# Cutting a Cigar without smoking it??



## mrl4889 (Nov 30, 2011)

Okay, this is probably a dumb question so bare with me, I tried to do a search for this but couldnt figure out how to accurately word it, so I'll do it this way. The fiance and I are moving this Friday (just bought my first house!) and one of my buddies from work has generously offered to help. He has mentioned a few times interest in cigars so I thought I would put together a little sampler for him from my quickly blossoming collection. However, being new to the game he obviously doesnt have the necessary equipment for the job. So I was just going to cut all the cigars for him and then all he would have to do was light them up. My big question is this, is cutting a cigar and letting it sit for a while before smoking it a bad thing? I was going to put all the cigars in the MOW anthology box with a boveda pack to keep them from drying out, but if cutting it and letting it sit is a bad thing I guess I may have to re-think my "thank you" gift. What do you guys think?


----------



## horton21 (Aug 9, 2012)

Give a man a cut cigar, you let him smoke for a day. Give a man a cigar cutter, you let him smoke anytime. (apologies for my liberties with the Chinese proverb.)

If that's not an option (you did say you are new to the game so might have but one cutter) let's hear the advice of the forum members. I have no experience cutting cigars but not smoking them.


----------



## DarrelMorris (Feb 7, 2012)

There shouldn't be a problem. More than once I've selected a cigar, cut it, and changed my mind.

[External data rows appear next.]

Issue #1447, opened 2025-02-22
Viva WebPlayer Can't Handle boolean ASLEvent


Pertex:
https://discord.com/channels/1278365322054996018/1339730685664952360/1342981897977987072

here is a bug we found with ASLEVENT. If you try to return a boolean, Viva reacts strange. Just start the game  and wait until you are told to insert a name. When you try to press 'return' nothing happens. I can solve that problem when i use 

 function testOnline() {   
    var check = "false";
    alert(window.location.hostname);
    if( window.location.hostname != "local") {
        check="true";
    } 
    ASLEvent("checkOnline", check);
    return false;
}
 
instead of 

function testOnline() {   
    var check = false;
    alert(window.location.hostname);
    if( window.location.hostname != "local") {
        check=true;
    } 
    ASLEvent("checkOnline", check);
    return false;
} 

in system.js 

[rbc.zip](https://github.com/user-attachments/files/18925856/rbc.zip)

alexwarren:
From looking at the code, I think I see the problem. The desktop player concatenates the event name and parameter, whereas WebPlayer v5 and Viva send these separately. That means in the desktop player, the parameter is always coerced into a string.

So the fix will be in the `ASLEvent` function:

```
await WebPlayer.uiSendEvent(event, "" + parameter);
```

and we should make the change both in the `v5` and `main` branches.

KVonGit:
It looks like this is already happening in V5:

[` $("#fldUIMsg").val("event " + event + ";" + parameter);`](https://github.com/textadventures/quest/blob/094f091f54cc5d26d9c3627a536db235725e03e2/WebPlayer/player.js#L175)

alexwarren:
> It looks like this is already happening in V5(?):
> 
> [` $("#fldUIMsg").val("event " + event + ";" + parameter);`](https://github.com/textadventures/quest/blob/094f091f54cc5d26d9c3627a536db235725e03e2/WebPlayer/player.js#L175)

Ah yes you're right, so we only need this change in Viva.

PR #1449, opened 2025-02-23
Coerce ASLEvent parameter into string

KVonGit:
- The `ASLEvent` parameter will be coerced into a string

See #1447


alexwarren:
Thanks! Have you tested this fixes the issue with Pertex's code (just don't want to rely entirely on my word for what I reckon the fix is)

KVonGit:
> Thanks! Have you tested this fixes the issue with Pertex's code (just don't want to rely entirely on my word for what I reckon the fix is)

My pleasure, and no I didn't test things with your code. :)

Just checked it though, and it fixed it.

PR #1470, opened 2025-03-03
Fix CAS Resources in v5 WebPlayer

KVonGit:
- Use lower case filenames when reading game file from Azure blob to properly load resources
- Never listen to ALSTUNE ever again! (Sorry, Al!)


KVonGit:
Outdated.

(Plus, it works when the filenames are lower case.)

PR #1710, opened 2026-05-07
Fix map not showing room with no exits, and invisible exits being drawn

### LINKED ISSUE #1584: Map issues
If you are in a room without exits, the room is not drawn on the map.

If an exit is invisible, it will still be drawn on the map.

alexwarren:
Fixes #1584


Pertex:
:-) Do you need the 'if' in this function?

``` 
<function name="Grid_DrawPlayerInRoom" parameters="room">
    room.grid_render = true
    if (room.grid_render) { ....
```

alexwarren:
Good point!

PR #1935, opened 2026-07-25
feat(AppShell): hide empty advanced tree categories

alexwarren:
## Summary
- Workstream 2 of `docs/editor-progressive-disclosure.md`: the Functions, Timers, Walkthrough, and Advanced-group (Included Libraries, Templates, Dynamic Templates, Object Types) tree headers are always present in the underlying tree data (added unconditionally by `EditorController.AddTreeHeader`), even with nothing under them yet. Empty headers are noise, so `TreePanel.svelte` now prunes them from the rendered tree while empty.
- "Objects" is never hidden. "Javascript" (also a permanent child of "Advanced") is intentionally out of scope per the doc.
- Adding the first element of a hidden category via the Toolbar "+" menu (already header-independent) makes its header reappear with the new element visible.
- Pure Svelte-layer change — no EditorCore tree-event changes.

## Test plan
- [x] `npm run check` (svelte-check) clean
- [x] New Playwright script `tests/e2e/verify-appshell-empty-advanced-categories.mjs`: Functions/Timers/Walkthrough hidden on a fresh game; "Advanced" itself stays visible (default Included Libraries aren't empty) while Templates/Dynamic Templates/Object Types inside it are hidden; Objects never hidden; adding a Function via the Toolbar "+" menu makes "Functions" reappear with the new element, other empty categories stay hidden
- [x] Verified filter-textbox interaction manually — filtering already prunes empty branches correctly, no special handling needed
- [x] Re-ran `verify-appshell-tap-same-tree-node.mjs`, `verify-appshell-tree-dropdown-position.mjs`, `verify-appshell-tree-filter.mjs`, `verify-appshell-tree-splitter.mjs` — no regressions

### DIFF
--- a/src/AppShell/src/components/TreePanel.svelte
+++ b/src/AppShell/src/components/TreePanel.svelte
@@ -57,7 +57,7 @@
     // depend on the header being visible. "_objects" is never hidden.
     const HIDE_WHEN_EMPTY = new Set([
         "_functions", "_timers", "_walkthrough",
-        "_include", "_template", "_dynamictemplate", "_objecttype",
+        "_include", "_template", "_dynamictemplate", "_objecttype", "_javascript",
         "_advanced",
     ]);
 
--- a/src/AppShell/src/components/TreePanel.svelte
+++ b/src/AppShell/src/components/TreePanel.svelte
@@ -47,6 +47,31 @@
         return (byParent.get(null) ?? []).map(build);
     }
 
+    // ── Empty advanced categories ────────────────────────────────────────────────
+
+    // Advanced category headers are always present in the tree data (added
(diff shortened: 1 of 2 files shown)


alexwarren:
Follow-up: "_javascript" is also a permanent child of "_advanced" (`EditorController.AddTreeHeader`, same as Included Libraries/Templates/Dynamic Templates/Object Types) but was left out of the doc's enumerated hide-list — pretty clearly an oversight rather than intentional, since the Toolbar "+" menu already has a header-independent "Add JavaScript" entry, same pattern as the others. Added it to `HIDE_WHEN_EMPTY` for consistency and extended the verify script to cover it.

PR #1936, opened 2026-07-25
feat(AppShell): demote advanced categories in the script adder

alexwarren:
## Summary
- Workstream 3 of `docs/editor-progressive-disclosure.md`: script command categories where *every* visible command is `<advanced/>` (mirroring v5's `GetCategories` filter in reverse) now sort below a divider in `AddScriptModal`'s category sidebar, instead of appearing as peers of everyday categories like "Output".
- `WasmEditorBridge.ScriptCategoryInfo` gains `Advanced`, computed per category from `EditableScriptData.IsVisibleInSimpleMode`.
- Every command stays reachable — the filter box searches all categories regardless of the divider.

## Test plan
- [x] `dotnet build` (Release) for WasmEditor
- [x] `npm run check` (svelte-check) clean
- [x] New Playwright script `tests/e2e/verify-appshell-scriptadder-advanced-categories.mjs`: enables the (off-by-default) "Lightness and darkness" feature so the entirely-advanced "Darkness" category has visible commands, confirms it sorts after non-advanced categories with a divider between them, confirms its commands are still addable, and confirms the filter box still surfaces them regardless of the divider
- [x] Re-ran `verify-appshell-addscript-modal-mobile.mjs`, `verify-appshell-script-adder-filter.mjs`, `verify-appshell-script-label-stacks-below.mjs`, `verify-appshell-scripteditor-row-buttons.mjs`, `verify-appshell-scripteditor-selection-toolbar.mjs` — no regressions

### DIFF
--- a/src/AppShell/src/components/AddScriptModal.svelte
+++ b/src/AppShell/src/components/AddScriptModal.svelte
@@ -54,6 +54,15 @@
 
     const selectedCategory = $derived(categories[selectedCategoryIndex] ?? null);
 
+    // Within a mixed category (not already-entirely-advanced, which already got its own
+    // category-level divider above), commands are pre-sorted non-advanced-first by the
+    // bridge — find where the advanced tail starts so a divider can mark it.
+    const firstAdvancedCommandIndex = $derived(
+        selectedCategory && !selectedCategory.advanced
+            ? selectedCategory.commands.findIndex((c) => c.advanced)
+            : -1
+    );
+
     // ── Filtering ──────────────────────────────────────────────────────────────
     // While the box has text, the category sidebar + single-category list is
     // replaced by one flat list of matches across every category, each tagged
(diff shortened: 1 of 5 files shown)


alexwarren:
Pushed a follow-up: category-level demotion alone is invisible on a stock game (the only entirely-advanced categories, Darkness and Drawing, are both gated behind off-by-default features), so there was no way to see this PR's effect without flipping a feature flag first.

Extended the same idea one level down — within a mixed category, advanced commands now sort after a plain "Advanced" divider too (same non-collapsing treatment as the category sidebar, so the modal isn't mixing two different demotion metaphors). E.g. opening "Scripts" now shows If.../First time above the divider, Comment/For/For each/Switch/While/etc. below it — visible on any fresh game, no setup required.

Also fixed the existing category-level test: main pulled in #1934 since I opened this PR, so "Lightness and darkness" (itself `<advanced/>`) is now folded into the property editor's own Advanced expander and needed that opened first.

PR #2028, opened 2026-08-10
feat(AppShell): new german language file

Pertex:


alexwarren:
Thank you for kicking off the German translation! This covered PR1+PR2 of the AppShell i18n rollout (~155 keys). Since then, PR3–PR5 landed and added ~206 more keys (attribute/script editors, banners/modals, and the Home/Play/Create routes), so this file is now missing a good chunk of the current UI.

I've taken your translations as the base, completed the remaining keys, and fixed a few small issues found along the way (a couple of untranslated strings, a copy-paste bug in one of the delete-confirmation messages, and a typo) — see #2030. Closing this one in favor of that, but wanted to flag it here first and credit the head start. Thanks again for the contribution!

alexwarren:
(Claude wrote that previous comment, I haven't suddenly gained the ability to write German. But thanks for contributing that @Pertex !)

PR #2032, opened 2026-08-11
feat: add German gamebook template and editable language field

alexwarren:
## Summary

- Gamebooks previously had exactly one creation template — English captions baked into `GamebookCore.aslx`'s hardcoded `EditorEnglish.aslx` include, and no `<languageid>` at all — even though a full German translation of the gamebook-specific editor captions (`EditorDeutsch.aslx`, all 38 `EditorGB*` keys) already existed and was simply never wired up. Text Adventures already support this via a per-language template (`English.template`, `Deutsch.template`, ...), each pairing an `Editor*.aslx` caption set with a `<languageid>` value.
- Adds the same picker for Gamebooks: a new `Gamebook-Deutsch.template` alongside the existing `Gamebook.template` (which now explicitly pairs with `EditorEnglish.aslx`/`languageid=en` instead of `GamebookCore.aslx` hardcoding the include), `GamebookCore.aslx`'s `defaultgame` type now sets `<languageid>` (matching `CoreTypes.aslx`'s Text Adventure equivalent), and the AppShell template picker (`open/+page.svelte`) shows the same `<select>` for Gamebooks it already shows for Text Adventures.
- `game.languageid` is now exposed as an editable Properties field (dropdown + freetext), so an author can retag it to any language after creation — this covers "I'm writing in some other language" without needing a dedicated `Editor*.aslx` translation for every language.

## Also fixes along the way

- `EditorController.GetAvailableTemplates()` keyed its dictionary by display label, which throws once two templates share a label across game types (e.g. "Deutsch" for both the Text Adventure and Gamebook templates). Now keyed by the already-unique resource name.
- `Engine.csproj` lists embedded template resources explicitly rather than via a glob — the new template needed an explicit entry, or it would silently never be served (caught this because the AppShell dropdown was still showing only one option after adding the `.template` file).

## Test plan

- [x] `dotnet build --configuration Release`
- [x] `dotnet test` (full suite, 337 tests)
- [x] `npm run check` / `npm run lint` in `src/AppShell`
- [x] Manual verification in the AppShell dev server: German and English gamebook creation, German captions + translated starter page text, `languageid` field defaulting correctly and accepting freetext codes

I just put the cigar back and when I do decide to smoke that particular cigar there has never been a problem.


----------



## mrl4889 (Nov 30, 2011)

LOL fine point there my friend! Maybe I should just stop by the local B+M and get him a basic cutter and fix my own problem. I mean the man is helping me move. PLUS my local place is awesome and I'll be moving about 20 miles away so I guess I poke around one last time!


----------



## horton21 (Aug 9, 2012)

Now that's a winning solution! Like you say, he's a good dude if he's helping you move.


----------



## sh40218 (Oct 26, 2012)

DarrelMorris said:


> There shouldn't be a problem. More than once I've selected a cigar, cut it, and changed my mind. I just put the cigar back and when I do decide to smoke that particular cigar there has never been a problem.


I've done this before as well. The only problem could be you like a cut cigar and he like a punch. With a free cigar though, that a good problem to have.


----------



## huskers (Oct 2, 2012)

sh40218 said:


> I've done this before as well. The only problem could be you like a cut cigar and he like a punch. With a free cigar though, that a good problem to have.


If the guy is really new to cigars, he likely won't know what a punch even is nor care being he's used neither of them before. He would have to have some experience with both of them before he can form a preference.

Besides, its free...............should be thankful no matter what.


----------



## orion1 (Sep 18, 2012)

For me, part of the fun of smoking a cigar is the process-protocol of looking at it, smelling it, cutting it and lighting it. Having said that, there should not be any problems cutting a cigar and keeping it at the usual humidity.


----------



## B-daddy (Oct 29, 2012)

I vote buy an extra cheapy at the B&M. Move your stuff and relax at the end of the effort with a cigar. Go through the whole pre-light process with him (he'll probably appreciate it) and hand him the sticks and cutter as the gift.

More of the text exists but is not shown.